Sunday, May 30, 2010


Choices can be a tough thing.  With Whiskey moving into the permanent lame category I've had to make some tough decisions.  One being even with her skin allergies to make the attempt to breed her.  Philosophically, I'm opposed to making that decision but I'm even more opposed to putting her down or having her sit in a field and do nothing for the next 15 years.

I've even had to make contingency plans.  If Whiskey stays and becomes a broodmare, someone else must go.  There is a limit to time and financial resources.  I've also decided that if she doesn't catch I'm going to give her to my farrier who adores her.  

I hate making these choices.  And I wish it would be possible to wave the magic wand and fix everything.

Tuesday, May 25, 2010


I've been mulling this post around in my head, not sure I was ready to write it and wanting to wait until I had a better idea how the end would turn out.  A week ago Sunday I went for a ride.  Nothing too terribly fun or spectacular.  Instead it was a conditioning ride for Whiskey and mostly involved long trotting (posting trot) with some gentle bending exercises.  As the ride progressed Whiskey went from feeling pretty darn good to gut clenching awful.  

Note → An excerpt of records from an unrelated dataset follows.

PR #33, opened 2016-01-14
Fix the turret offsets of the Sentry Gun and the Patriot Missile System

abcdefg30:
I used those wiki pages to confirm the offsets:
http://cnc.wikia.com/wiki/Sentry_Gun_(Red_Alert_2)
http://cnc.wikia.com/wiki/Patriot_missile_system_(Red_Alert)

They might not be perfect though.

### DIFF
--- a/rules/allied-structures.yaml
+++ b/rules/allied-structures.yaml
@@ -508,7 +508,7 @@ nasam:
 	Turreted:
 		ROT: 10
 		InitialFacing: 224
-		Offset: 900,0,0
+		Offset: 550,0,0
 	AttackTurreted:
 		Voice: Attack
 	Armament:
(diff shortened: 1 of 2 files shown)


Phrohdoh:
Screenshot please.
If this looks right to you I'd say just go ahead and merge it. :+1:

abcdefg30:
Hm, I'm not sure anymore if this is the correct way to do it, will have another look tomorrow.

Mailaender:
Patriot missile looks way better. :white_check_mark:

Phrohdoh:
The Patriot Missile System still looks too high to me.
Compare to the link you gave.

screen shot 2016-01-16 at 6 31 50 pm

Iamgoofball:
I feel like the sentry gun is a little squished in, but eh

:+1:

abcdefg30:
> Hm, I'm not sure anymore if this is the correct way to do it, will have another look tomorrow.

Doesn't look like I can do it really better. Didn't change anything now.

> The Patriot Missile System still looks too high to me. :-1:

The problem here is that the turret is too low then when facing the opposite side.

PR #34, opened 2016-01-15
Add an undeploy cursor and make construction yards use it

abcdefg30:
See #29.


cursors.yaml
```diff
@@ -101,7 +101,7 @@ Cursors:
 			Length: 9
 		deploy-blocked:
 			Start: 119
-		undeploy:
+		undeploy-unused:
```
Phrohdoh: Why keep unused markup?

abcdefg30: Removed it.

abcdefg30:
Updated again.

cursors.yaml
abcdefg30: Readded it as requested, just as `undeploy-silver` now, as it's color is silver. I tend to agree to @Mailaender that this a) won't hurt and b) the artwork is still there and could be used.

Mailaender:
Nicely done. Thanks to @x-a-n-a-x.

PR #35, opened 2016-01-15
Rename the thirdparty directory to dependencies

abcdefg30:
And add a make file. Unfortunately I don't know what linux/mac users need there, so the file is windows only at the moment. :(

### DIFF
--- a/OpenRA.Mods.RA2/dependencies/readme.txt
+++ b/OpenRA.Mods.RA2/dependencies/readme.txt
@@ -1,0 +1,5 @@
+You should copy following files out of your main OpenRA install in here:
+- OpenRA.Game.exe
+- OpenRA.Mods.Common.dll
+- OpenRA.Mods.RA.dll
+- OpenRA.Mods.TS.dll
--- a/make.ps1
+++ b/make.ps1
@@ -1,0 +1,130 @@
+function FindMSBuild
+{
+	$msBuildVersions = @("4.0")
+	foreach ($msBuildVersion in $msBuildVersions)
+	{
+		$key = "HKLM:\SOFTWARE\Microsoft\MSBuild\ToolsVersions\{0}" -f $msBuildVersion
+		$property = Get-ItemProperty $key -ErrorAction SilentlyContinue
+		if ($property -eq $null -or $property.MSBuildToolsPath -eq $null)
+		{
+			continue
+		}
+		$path = Join-Path $property.MSBuildToolsPath -ChildPath "MSBuild.exe"
+		if (Test-Path $path)
+		{
+			return $path
+		}
+	}
+	return $null
+}
+
+if ($args.Length -eq 0)
+{
+	echo "Command list:"
+	echo ""
+	echo "  all             Builds the mod dll."
+	echo "  dependencies    Copies the mod's dependencies into the"
+	echo "                  'OpenRA.Mods.RA2/dependencies' folder."
+	echo ""
+	$command = (Read-Host "Enter command").Split(' ', 2)
+}
+else
+{
+	$command = $args
+}
+
+if ($command -eq "all")
+{
+	$msBuild = FindMSBuild
+	$msBuildArguments = "/t:Rebuild /nr:false"
+	if ($msBuild -eq $null)
+	{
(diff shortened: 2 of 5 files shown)


Phrohdoh:
If another Windows user can confirm this works and isn't more than we need :+1: and I can write up a unix makefile.

Mailaender:
My suggestion would be to avoid all C# code in this repository. This is a step backwards in getting this to run quickly and it adds redundancy as we will manage dependencies here and in OpenRA/OpenRA.

OpenRA.Mods.RA2/dependencies/readme.txt
```diff
@@ -0,0 +1,5 @@
+You should copy following files out of your main OpenRA install in here:
+- OpenRA.Game.exe
+- OpenRA.Mods.Common.dll
+- OpenRA.Mods.RA.dll
+- OpenRA.Mods.TS.dll
```
Mailaender: https://github.com/OpenRA/ra2/pull/28 allows you to avoid that step.

OpenRA.Mods.RA2/dependencies/readme.txt
```diff
@@ -0,0 +1,5 @@
+You should copy following files out of your main OpenRA install in here:
```
Mailaender: https://github.com/OpenRA/ra2/pull/28 allows you to avoid that step.

Phrohdoh: That simply isn't true.
These assemblies are referenced by the RA2 csproj.

Phrohdoh:
The point isn't to get RA2 running quickly.
It is the development of a RA2 mod which requires a custom assembly.

I've brought up countless times turning release and playtest assemblies into NuGet packages just for this reason, but nothing fruitful has come of that.

Mailaender:
Sounds like a plan. Go for it. Publishing stuff on NuGet isn't hard and you can automate it conveniently with @AppVeyor.

OpenRA.Mods.RA2/dependencies/readme.txt
Mailaender: I see. Guess have to do a botched job with symlinks then.

Phrohdoh: You should actually copy the assemblies from the required version into this directory as instructed.

abcdefg30:
Updated and added checks against missing files / invalid paths as requested.

make.ps1
```diff
@@ -0,0 +1,130 @@
...
+	$OpenRADir = Read-Host "Enter the path to your OpenRA install"
+	if (!(Test-Path $OpenRADir))
+	{
+		echo "Given directory does not exist!"
+	}
+	else
+	{
+		cd $OpenRADir
+
+		if (!(Test-Path mods/ra/OpenRA.Mods.RA.dll))
```
RockyTV: @abcdefg30 You typed the wrong filename there.

OpenRA.Mods.RA2/dependencies/readme.txt
Mailaender: If you want to go that way, you have to make sure that the assemblies from OpenRA/OpenRA become versioned.

make.ps1
abcdefg30: Derp, fixed.

Mailaender:
I assume this won't break https://github.com/OpenRA/ra2/pull/45, but a rebase would be nice just to make sure. Can't otherwise really test this as I am on Linux.

OpenRA.Mods.RA2/dependencies/readme.txt
Phrohdoh: See [my NuGet comment](https://github.com/OpenRA/ra2/pull/35#issuecomment-172032814).

abcdefg30:
Rebased. For some reason I totally forgot to do this, sorry.

abcdefg30:
Merging with a :+1: from @RockyTV.
(`Jan 15 18:52:41 <RockyTV> abcdefg30, all in all, your script works`)

Mailaender:
Added something to https://github.com/OpenRA/ra2/wiki/ which probably should be improved.

PR #36, opened 2016-01-15
Fix crash at Map Editor

MustaphaTR:
`TWO_LINE_TOOLTIP` was missing and causing crash when hovered on an actor in UI of editor.

Just copy pasted from `ra`. Not sure how does it look but everything else also looks same with `ra` mod.

### DIFF
--- a/chrome/tooltips.yaml
+++ b/chrome/tooltips.yaml
@@ -9,6 +9,23 @@ Background@SIMPLE_TOOLTIP:
 			Height: 23
 			Font: Bold
 
+Background@TWO_LINE_TOOLTIP:
+	Logic: ButtonTooltipLogic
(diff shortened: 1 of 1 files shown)


Phrohdoh:
Currently the RA2 UI is an exact copy of RA, so this ought to look fine.
Could you include a screenshot, please?

MustaphaTR:
adsiz

Mailaender:
> `TWO_LINE_TOOLTIP` was missing and causing crash when hovered on an actor in UI of editor.

Thanks! This was very annoying.

> Currently the RA2 UI is an exact copy of RA, so this ought to look fine.

Why did you duplicate it then instead of referencing the original?

PR #40, opened 2016-01-16
Added Goodie Crates

MustaphaTR:
I couldn't get water image work. I need some help for it. Goodie types are just for existance of crate, it should be adjusted for orginal RA2 later.

### DIFF
--- a/rules/misc.yaml
+++ b/rules/misc.yaml
@@ -16,6 +16,38 @@ waypoint:
 	WithSpriteBody:
 	QuantizeFacingsFromSequence:
 
+crate:
+	Inherits: ^Crate
+	Crate:
+		Lifetime: 240
+	GiveCashCrateAction@500:
+		Amount: 500
+		SelectionShares: 10
+		UseCashTick: yes
+	GiveCashCrateAction@1000:
+		Amount: 1000
+		SelectionShares: 20
+		UseCashTick: yes
+	GiveCashCrateAction@1500:
+		Amount: 1500
+		SelectionShares: 10
+		UseCashTick: yes
+	RevealMapCrateAction:
+		SelectionShares: 2
+		Effect: reveal-map
+	LevelUpCrateAction:
+		SelectionShares: 25
+	GiveMcvCrateAction@soviets:
+		SelectionShares: 0
+		NoBaseSelectionShares: 150
+		ValidFactions: cuba, libya, iraq, russia
+		Units: smcv
+	GiveMcvCrateAction@allied:
+		SelectionShares: 0
+		NoBaseSelectionShares: 150
+		ValidFactions: america, germany, england, france, korea
+		Units: amcv
+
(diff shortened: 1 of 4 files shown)


sequences/misc.yaml
```diff
@@ -42,16 +42,33 @@ crate-effects: #Temp Null Some SHPs cannot be read by openra at this time, expec
...
+		UseTilesetExtension: true
+	land:
+		Offset: 0, -12
+		ShadowStart: 1
+	water: wcrate
+		ShadowStart: 1
+		Offset: 0, -12
+		UseTilesetExtension: true
+
+wcrate:
```
Mailaender: This sequence is unused.

rules/misc.yaml
```diff
@@ -16,6 +16,38 @@ waypoint:
 	WithSpriteBody:
 	QuantizeFacingsFromSequence:
 
+CRATE:
```
Phrohdoh: Why `CRATE` and not `crate`?

MustaphaTR: All other mods had `Crate:`. If you want to change it to `crate:`, i'll.

Phrohdoh: Actor definitions in RA2 have all been lowercase so let's go with `crate:`.

MustaphaTR:
Updated but can't squash commits right now.

MustaphaTR:
Squashed.

abcdefg30:

The crates not showing their water sequence is an upstream issue I'll look into.

abcdefg30:
I filed https://github.com/OpenRA/OpenRA/pull/10568 which makes this work in conjunction with #80.

sequences/misc.yaml
```diff
@@ -42,16 +42,28 @@ crate-effects: #Temp Null Some SHPs cannot be read by openra at this time, expec
...
+	levelup: veteran
 	speed: #speed
 
+crate:
+	idle:
+		Offset: 0, -12
+		UseTilesetExtension: true
+	land:
+		Offset: 0, -12
+		ShadowStart: 1
```
Mailaender: I think you are missing `UseTilesetExtension: true` here which causes the game to crash:

> Exception of type `System.InvalidOperationException`: Unit `crate` does not have a sequence named `land`

MustaphaTR: I have no idea why i forgot that. I'll open a PR to fix, or you can do a direct commit without PR.

Mailaender: It will only crash in conjunction with https://github.com/OpenRA/OpenRA/pull/10568 by the way.

MustaphaTR: Becuase it uses `idle:` without this pr.

Mailaender: Can you send us a fixup PR?

MustaphaTR: Already sent.

PR #45, opened 2016-01-16
Setup Travis CI checks

Mailaender:
To help keep this repository stable.

PR #46, opened 2016-01-16
20160116 Upgrade

Mailaender:
Fixes the outdated rulesets after https://github.com/OpenRA/OpenRA/pull/10371 and https://github.com/OpenRA/OpenRA/pull/10364.

### DIFF
--- a/rules/allied-structures.yaml
+++ b/rules/allied-structures.yaml
@@ -183,7 +183,7 @@ garefn:
 		Actor: cmin
 		SpawnOffset: 4, 1
 		Facing: 160
-	WithDockingOverlay:
+	WithDockedOverlay:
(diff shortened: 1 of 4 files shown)


Mailaender:
Please ignore the checks. The configuration from https://github.com/OpenRA/ra2/pull/45 is missing here.

abcdefg30:
Could we also introduce a `RequiresMods:` entry now?

Mailaender:
That would be cumbersome at this stage. `make version` will change for every commit on OpenRA/OpenRA, the game won't start and the lint rules will fail.

Mailaender:
Rebased. This will fix the build again.

abcdefg30:
:+1:

PR #621, opened 2020-02-01
Fix Frame order for tib02 and tib14.

### LINKED ISSUE #561: tib02 and tib14 have wrong frame orders
They start with the last frame. Original RA2 bug though but would be nice as a polish.

MustaphaTR:
Fixes  #561.


sorcerer86pt:
Can you add in the commit message the why of this change. Aside from that ok

Issue #583, opened 2019-09-18
Investigate duplicate `modcontent` mod


Phrohdoh:
Can the engine one be removed from the source tree?

PR #625, opened 2020-02-15
Removed the redundant mod content mod

Mailaender:
Closes https://github.com/OpenRA/ra2/issues/583.


MustaphaTR:
`PACKAGING_COPY_ENGINE_FILES="./mods/modcontent"` needs to be defined in `mod.config` or it won't work in installer versions.

Mailaender:
Added.

Issue #182, opened 2016-04-03
War factories don't open roofs for aircraft


Mailaender:
Nighthawk and Kirov are the examples.

cookgreen:
Here is my idea: When War factory build aircraft finished, War Factory will be replaced by the War Factory which open roof, and set a time like 2 or 3 secs to trigger the War Factory become the original state after it open roof

GraionDilach:
https://github.com/OpenRA/OpenRA/pull/15303 providing a condition to trigger the open-roof animations with a duration synced with the aircraft flying up sounds like the simplest solution (it always flies up afterall, so jammed exits can't be an issue).

PR #626, opened 2020-02-15
Fixed the roofs not opening when building aircraft units

Mailaender:
Closes https://github.com/OpenRA/ra2/issues/182.

### DIFF
--- a/OpenRA.Mods.RA2/Traits/Render/WithExitOverlay.cs
+++ b/OpenRA.Mods.RA2/Traits/Render/WithExitOverlay.cs
@@ -1,6 +1,6 @@
 #region Copyright & License Information
 /*
- * Copyright 2007-2019 The OpenRA Developers (see AUTHORS)
+ * Copyright 2007-2020 The OpenRA Developers (see AUTHORS)
  * This file is part of OpenRA, which is free software. It is made
  * available to you under the terms of the GNU General Public License
  * as published by the Free Software Foundation, either version 3 of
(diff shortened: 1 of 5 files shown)


OpenRA.Mods.RA2/Traits/Render/WithExitOverlay.cs
```diff
@@ -62,24 +64,16 @@ void INotifyDamageStateChanged.DamageStateChanged(Actor self, AttackInfo e)
 			overlay.ReplaceAnim(RenderSprites.NormalizeSequence(overlay, e.DamageState, overlay.CurrentSequence.Name));
 		}
 
-		void INotifyProduction.UnitProduced(Actor self, Actor other, CPos exit)
+		public void UnitProduced(Actor self, Actor other, CPos exit)
```
abcdefg30: What is this change for?

Mailaender: That was an accident.

mods/ra2/rules/allied-structures.yaml
```diff
@@ -397,12 +397,28 @@ gaweap:
...
+	GrantConditionOnProduction@helicopters:
+		Actors: shad
+		Condition: roof-open
+		Duration: 50
+		ShowSelectionBar: false
+	GrantConditionOnProduction@zeppelins:
+		Actors: zep
+		Condition: roof-open
+		Duration: 100
+		ShowSelectionBar: false
```
MustaphaTR: This seems to be not working but it is an upstream issue.

Mailaender: I see a pink selection bar during the roof opening.

MustaphaTR: Yes, that's what the value is meant to remove.

Mailaender: Fixed https://github.com/OpenRA/OpenRA/pull/17704.

MustaphaTR:
I guess this can be merged regardless of that bug so doing it.

Issue #131, opened 2016-02-12
Polish MCV packing logic


Fincer:
In the original Red Alert 2, you can pack and move Construction Yard by simply giving a move order to the building itself:

![mcvunpack-ra2-cropped-comp](https://cloud.githubusercontent.com/assets/3705231/13010360/26965120-d1aa-11e5-915c-1f2c5fbfc382.gif)

In RA2 mod (OpenRA), you need to tell Construction Yard to pack itself and after that you can move it:

![mcvunpack-openra2-cropped-comp](https://cloud.githubusercontent.com/assets/3705231/13010364/2bba3bbc-d1aa-11e5-8e81-26ddfb17cf7a.gif)

Please pay attention to cursor icons. In RA2, the cursor indicates I can move the building. Not so in OpenRA.

OpenRA/ra2 approach is not so intuitive than seen in the original game. Additionally, I feel it's unnecessarily compilated and in a hectic battle there should be a way to tell MCV just move quickly away, not telling it first to pack itself while a player need to pay attention to the battle events at the same time. Now it feels there is an unnecessary extra command for no good reason.

Mailaender:
That is why the game doesn't have an undeploy cursor.

penev92:
One accidentally cancelled Nuke silo, coming up!

GraionDilach:
Actually, this has pros and cons. A consequence of this in OpenRA is that you can finally set rallypoints for mobile war factories - in RA2 trying to set those resulted with the actual factory undeploying.

MustaphaTR:
I think it should be settable under `Transforms:` so we can use it for CYards but modders may disable it for MWFs.

scshunt:
It would work, I think, if you required a force-move (ALT) to do it. That would prevent accidental deploys and still allow rally points.

I think the big trouble here is the way that the conyard decides what moves are allowed. The conyard doesn't know about the movement types of the unit its becoming, and there's a lot of logic that it's not equipped to handle. We need a trait to do those calculations, but we can't easily just put one onto the conyard (what trait would that be, even? What if you have a flying MCV that uses Aircraft rather than Mobile?).

Once such a trait was written, we would then need to communicate the movement order to the newly-undeployed MCV. That would be the easier part, I think, but would still require changes to the transformation process.

GraionDilach:
FWIW this issue should probably be moved to upstream because TS had this as well (in TS, rally points were ordered with Alt-click, which is why the two could be combined).

[...]

PR #627, opened 2020-02-15
Added force move undeploy to the construction yards

Mailaender:
Closes https://github.com/OpenRA/ra2/issues/131.

### DIFF
--- a/mods/ra2/rules/allied-structures.yaml
+++ b/mods/ra2/rules/allied-structures.yaml
@@ -30,6 +30,21 @@ gacnst:
 		Facing: 96
 		DeployCursor: undeploy
 		RequiresCondition: factundeploy && !build-incomplete
+	TransformsIntoMobile:
+		RequiresCondition: factundeploy
+		Locomotor: heavytracked
+		Voice: Move
+		RequiresForceMove: true
+	TransformsIntoRepairable:
+		RequiresCondition: factundeploy
+		RepairActors: gadept, nadept, caoutp
+		Voice: Move
+		RequiresForceMove: true
+	TransformsIntoPassenger:
+		RequiresCondition: factundeploy
+		CargoType: Vehicle
+		Voice: Move
+		RequiresForceMove: true
 	GrantConditionOnPrerequisite@GLOBALFACTUNDEPLOY:
 		Condition: factundeploy
 		Prerequisites: global-factundeploy
--- a/mods/ra2/rules/soviet-structures.yaml
+++ b/mods/ra2/rules/soviet-structures.yaml
@@ -32,6 +32,21 @@ nacnst:
 		Facing: 96
 		DeployCursor: undeploy
 		RequiresCondition: factundeploy && !build-incomplete
+	TransformsIntoMobile:
+		RequiresCondition: factundeploy
+		Locomotor: heavytracked
+		Voice: Move
+		RequiresForceMove: true
+	TransformsIntoRepairable:
+		RequiresCondition: factundeploy
+		RepairActors: nadept, gadept, caoutp
+		Voice: Move
+		RequiresForceMove: true
+	TransformsIntoPassenger:
+		RequiresCondition: factundeploy
+		CargoType: Vehicle
+		Voice: Move
+		RequiresForceMove: true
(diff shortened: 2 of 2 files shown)


mods/ra2/rules/allied-structures.yaml
```diff
@@ -30,6 +30,21 @@ gacnst:
...
 		DeployCursor: undeploy
 		RequiresCondition: factundeploy && !build-incomplete
+	TransformsIntoMobile:
+		RequiresCondition: factundeploy
+		Locomotor: tracked
+		Voice: Move
+		RequiresForceMove: true
+	TransformsIntoRepairable:
+		RequiresCondition: factundeploy
+		RepairActors: gadept
```
MustaphaTR: These should list all 3 (caoutp too). Faction's one.

mods/ra2/rules/soviet-structures.yaml
```diff
@@ -32,6 +32,21 @@ nacnst:
...
 		DeployCursor: undeploy
 		RequiresCondition: factundeploy && !build-incomplete
+	TransformsIntoMobile:
+		RequiresCondition: factundeploy
+		Locomotor: tracked
+		Voice: Move
+		RequiresForceMove: true
+	TransformsIntoRepairable:
+		RequiresCondition: factundeploy
+		RepairActors: nadept
```
MustaphaTR: Same here.

mods/ra2/rules/soviet-structures.yaml
```diff
@@ -32,6 +32,21 @@ nacnst:
...
 		DeployCursor: undeploy
 		RequiresCondition: factundeploy && !build-incomplete
+	TransformsIntoMobile:
+		RequiresCondition: factundeploy
+		Locomotor: tracked
+		Voice: Move
+		RequiresForceMove: true
+	TransformsIntoRepairable:
+		RequiresCondition: factundeploy
+		RepairActors: nadept, caoutp, gadept
```
MustaphaTR: `gadept, nadept, caoutp` please. Same applies allied one.

Mailaender: It is exactly the same just in a different order.

MustaphaTR: Yes, for consistency. I'm sure other places (Repairable in defaults) use that order.

mods/ra2/rules/soviet-structures.yaml
```diff
@@ -32,6 +32,21 @@ nacnst:
 		Facing: 96
 		DeployCursor: undeploy
 		RequiresCondition: factundeploy && !build-incomplete
+	TransformsIntoMobile:
+		RequiresCondition: factundeploy
+		Locomotor: tracked
```
MustaphaTR: MCVs have `heavytracked` locomotor.

mods/ra2/rules/soviet-structures.yaml
```diff
@@ -32,6 +32,21 @@ nacnst:
...
+		Voice: Move
+		RequiresForceMove: true
+	TransformsIntoRepairable:
+		RequiresCondition: factundeploy
+		RepairActors: nadept, gadept, caoutp
```
MustaphaTR: This is till wrong.

Mailaender: `nadept` is the soviet counter-part. Why is this wrong for the soviet MCV?

MustaphaTR: All units can get repaired from all Service depots, i don't see any reason why Soviet Service Depot should be first for Soviet MCV.

Mailaender: Because that is most likely in a safe place at the mother base.

MustaphaTR: I think changing the order would be an unnecessary inconsistency in the code. The order changes nothing ingame.

Mailaender: Why are you making me change this all the time if it doesn't do anything? I think my way of setup is more consistent with the faction specific buildings.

Getting off, I asked her to move out a bit so I could see what she looked like.  Tears filled my eyes as I realized she was heart stoppingly lame.  Not just a little off.  But LAME.  Horrified I brought her back in and hosed her off.  As I stretched out her hind leg I felt a pop.  Tears streaming down my face I went and put her away.  

Making arrangements for the vet to come out I pondered the question of what do you do with a horse that's permanently lame.  Whiskey had always been a high performance type horse and would never make a kid or sometime rider type horse.  I had decided not to breed her but if my options were to have a horse sit in the field for the next 15 years or turn her into a broodmare then broodmare wins hands down.  

When Sam (the vet) arrived to check her out she gave a grim diagnosis stating she thought Whiskey had injured her stifle.  That combined with her touchy hock was not a good thing.  This horse was very lame.  We decided to give the horse a week's rest at which point Sam would come out and check again.  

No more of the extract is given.